# Bubble Aglea Wont go away



## gmann (Mar 26, 2013)

So i noticed i had a pretty big out break of bubble algea on one rock. I did some research online, and decided i would pull the rock out and remove the bubbles. I did so, none were popped and now they back. My parameters are below:

ph 8.2
ammonia: 0
nitrate: 0
nitrite: 0
KH: 8 drops
phos: 0
calcium: 23 drops (460)
salinity: 1.0225

advice?

thanks


----------



## Dietmar (Dec 15, 2011)

emerald crab will eat bubble algae.
Its a hard to get rid of algae, you might want to take the rock out and bleach/dry it.


----------



## gmann (Mar 26, 2013)

thanks dietmar, i'll have to consider doing that cause they are hella ugly to look at


----------



## AquaAddict (Dec 4, 2010)

Hi,

You could try Instant Ocean Nitrate reducer.
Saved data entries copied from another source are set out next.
PR #1079, opened 2024-05-01
Ensure menu cache is cleared when first item is added

kasperg:
#### Link to issue

https://reload.atlassian.net/browse/DDFFORM-618

#### Description

This PR switches the patch uses to solve this issue. It turns out the current approach is not correct so we try again by providing a new patch.

This can be tested on the PR environment by:

1. Emptying any existing menu items
2. Rendering the front page
3. Adding a new menu item to the main menu
4. Rendering the front page
5. Seeing that the new menu item is added


LasseStaus (approved):
LGTM 👍  

Works when testing on the PR. 

Reminder that CI fails.

PR #1081, opened 2024-05-01
Update `checkMultipleOpeningHoursExistAdmin` to `checkAtLeastOneOpeningHoursExistAdmin`

kasperbirch1:
#### Description

This revision ensures the system properly handles scenarios where only a single opening hour exists at the end of the first month or the start of the next month. This behavior stems from the use of `oneMonthFromToday` as the end date in our opening time series.


kasperg (approved):
:+1: LGTM

PR #1089, opened 2024-05-02
Implement new breadcrumb design. DDFFORM-608

rasben:
#### Link to issue

https://reload.atlassian.net/browse/DDFFORM-608

Depends on to be merged:

https://github.com/danskernesdigitalebibliotek/dpl-design-system/pull/618

### DIFF
--- a/web/themes/custom/novel/templates/components/breadcrumb.html.twig
+++ b/web/themes/custom/novel/templates/components/breadcrumb.html.twig
@@ -1,15 +1,5 @@
-<div class="p-8">
-  <nav role="navigation">
-    <h2 class="hide-visually">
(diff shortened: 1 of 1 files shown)


web/themes/custom/novel/templates/components/breadcrumb.html.twig
```diff
@@ -1,15 +1,5 @@
-<div class="p-8">
-  <nav role="navigation">
-    <h2 class="hide-visually">
-      {{ 'Breadcrumb'|t }}
```
rasben, line 4: This is removed on purpose - as we use a `<nav>`, it will be plenty for the screenreaders.

kasperg (approved):

PR #1098, opened 2024-05-03
Added quickfix for disabling cache on the user creation page, to prevent

Dresse:
#### Link to issue

https://reload.atlassian.net/browse/DDFLSBP-618

#### Description

This PR adds a quickfix for disabling cache on the user creation page, to prevent the possibility for cached redirects.


spaceo (approved):
LGTM 👍

PR #1100, opened 2024-05-06
DDFLSBP-603: Disable relations option on Webform Emails Categories taxonomy

Dresse:
#### Link to issue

It settles on the rocks and I find it very effective in killing all kinds of algae. Even if your water reads 0 when you test, that only means your water column is free of nitrates. This pesky pollutant hides in every crevice of your rocks.

AquaAddict


----------



## gmann (Mar 26, 2013)

thanks aqua addict...


----------